[Dataset entries]
------------------------
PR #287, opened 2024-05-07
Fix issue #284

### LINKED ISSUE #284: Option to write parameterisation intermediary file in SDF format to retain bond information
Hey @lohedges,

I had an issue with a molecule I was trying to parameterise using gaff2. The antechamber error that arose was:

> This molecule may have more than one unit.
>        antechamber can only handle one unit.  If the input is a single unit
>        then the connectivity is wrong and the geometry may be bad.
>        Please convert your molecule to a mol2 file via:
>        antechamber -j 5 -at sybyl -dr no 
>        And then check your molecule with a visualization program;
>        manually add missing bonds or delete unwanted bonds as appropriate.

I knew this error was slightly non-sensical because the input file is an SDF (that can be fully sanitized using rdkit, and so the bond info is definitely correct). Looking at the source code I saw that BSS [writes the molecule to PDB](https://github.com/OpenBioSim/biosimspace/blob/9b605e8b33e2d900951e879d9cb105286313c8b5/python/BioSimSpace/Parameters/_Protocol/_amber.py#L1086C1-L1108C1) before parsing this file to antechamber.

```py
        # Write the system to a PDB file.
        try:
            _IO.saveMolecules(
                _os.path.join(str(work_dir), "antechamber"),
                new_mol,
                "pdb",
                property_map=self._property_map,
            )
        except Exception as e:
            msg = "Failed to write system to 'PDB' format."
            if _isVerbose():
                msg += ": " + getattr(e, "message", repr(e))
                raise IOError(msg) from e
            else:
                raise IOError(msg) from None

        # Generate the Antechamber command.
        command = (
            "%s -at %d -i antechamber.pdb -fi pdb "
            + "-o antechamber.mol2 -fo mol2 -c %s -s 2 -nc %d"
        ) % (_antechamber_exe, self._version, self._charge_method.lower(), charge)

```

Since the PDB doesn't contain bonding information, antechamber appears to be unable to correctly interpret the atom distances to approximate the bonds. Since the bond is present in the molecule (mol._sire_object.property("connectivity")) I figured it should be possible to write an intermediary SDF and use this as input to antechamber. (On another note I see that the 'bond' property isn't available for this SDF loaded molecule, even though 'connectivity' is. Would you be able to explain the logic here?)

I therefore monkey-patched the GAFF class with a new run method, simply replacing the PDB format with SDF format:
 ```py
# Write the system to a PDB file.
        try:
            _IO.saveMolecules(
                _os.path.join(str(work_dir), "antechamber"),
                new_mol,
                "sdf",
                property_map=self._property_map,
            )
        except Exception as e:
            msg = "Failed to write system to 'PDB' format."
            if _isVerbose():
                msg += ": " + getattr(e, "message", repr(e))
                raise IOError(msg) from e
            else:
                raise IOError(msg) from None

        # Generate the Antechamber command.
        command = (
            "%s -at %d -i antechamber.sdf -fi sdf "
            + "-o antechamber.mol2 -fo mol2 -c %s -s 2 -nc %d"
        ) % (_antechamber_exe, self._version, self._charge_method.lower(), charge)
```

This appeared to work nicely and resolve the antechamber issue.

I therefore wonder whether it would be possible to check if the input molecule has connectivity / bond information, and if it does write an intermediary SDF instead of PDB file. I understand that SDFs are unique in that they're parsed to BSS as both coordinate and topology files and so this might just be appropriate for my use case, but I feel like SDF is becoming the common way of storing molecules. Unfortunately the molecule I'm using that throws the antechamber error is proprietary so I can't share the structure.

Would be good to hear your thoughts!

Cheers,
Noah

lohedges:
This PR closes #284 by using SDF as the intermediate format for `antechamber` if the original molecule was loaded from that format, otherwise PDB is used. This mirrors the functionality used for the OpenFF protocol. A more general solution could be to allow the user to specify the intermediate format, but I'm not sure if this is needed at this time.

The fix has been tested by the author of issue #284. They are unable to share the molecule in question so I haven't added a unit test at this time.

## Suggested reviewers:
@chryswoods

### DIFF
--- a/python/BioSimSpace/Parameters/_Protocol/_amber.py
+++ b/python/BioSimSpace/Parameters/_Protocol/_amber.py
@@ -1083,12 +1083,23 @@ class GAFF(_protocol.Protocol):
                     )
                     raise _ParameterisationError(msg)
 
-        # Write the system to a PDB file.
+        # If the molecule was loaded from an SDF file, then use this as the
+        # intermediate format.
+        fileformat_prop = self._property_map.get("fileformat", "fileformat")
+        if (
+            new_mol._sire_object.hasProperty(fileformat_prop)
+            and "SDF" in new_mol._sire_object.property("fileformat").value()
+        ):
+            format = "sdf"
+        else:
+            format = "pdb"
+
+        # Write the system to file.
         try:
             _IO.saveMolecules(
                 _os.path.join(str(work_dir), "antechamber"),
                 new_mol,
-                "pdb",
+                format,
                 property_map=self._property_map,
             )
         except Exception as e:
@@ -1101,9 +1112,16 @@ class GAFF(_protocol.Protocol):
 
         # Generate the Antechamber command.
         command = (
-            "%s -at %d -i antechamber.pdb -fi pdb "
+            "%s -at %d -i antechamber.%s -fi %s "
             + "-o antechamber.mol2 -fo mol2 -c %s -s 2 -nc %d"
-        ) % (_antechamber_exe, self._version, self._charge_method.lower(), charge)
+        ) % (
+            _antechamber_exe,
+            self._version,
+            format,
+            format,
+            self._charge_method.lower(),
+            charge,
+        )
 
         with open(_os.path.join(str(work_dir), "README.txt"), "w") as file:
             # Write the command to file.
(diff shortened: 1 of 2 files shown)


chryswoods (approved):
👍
------------------------
Scan the entries above and return each line that holds "path".

→ **Your solution**:
                _os.path.join(str(work_dir), "antechamber"),
                _os.path.join(str(work_dir), "antechamber"),
                 _os.path.join(str(work_dir), "antechamber"),
         with open(_os.path.join(str(work_dir), "README.txt"), "w") as file:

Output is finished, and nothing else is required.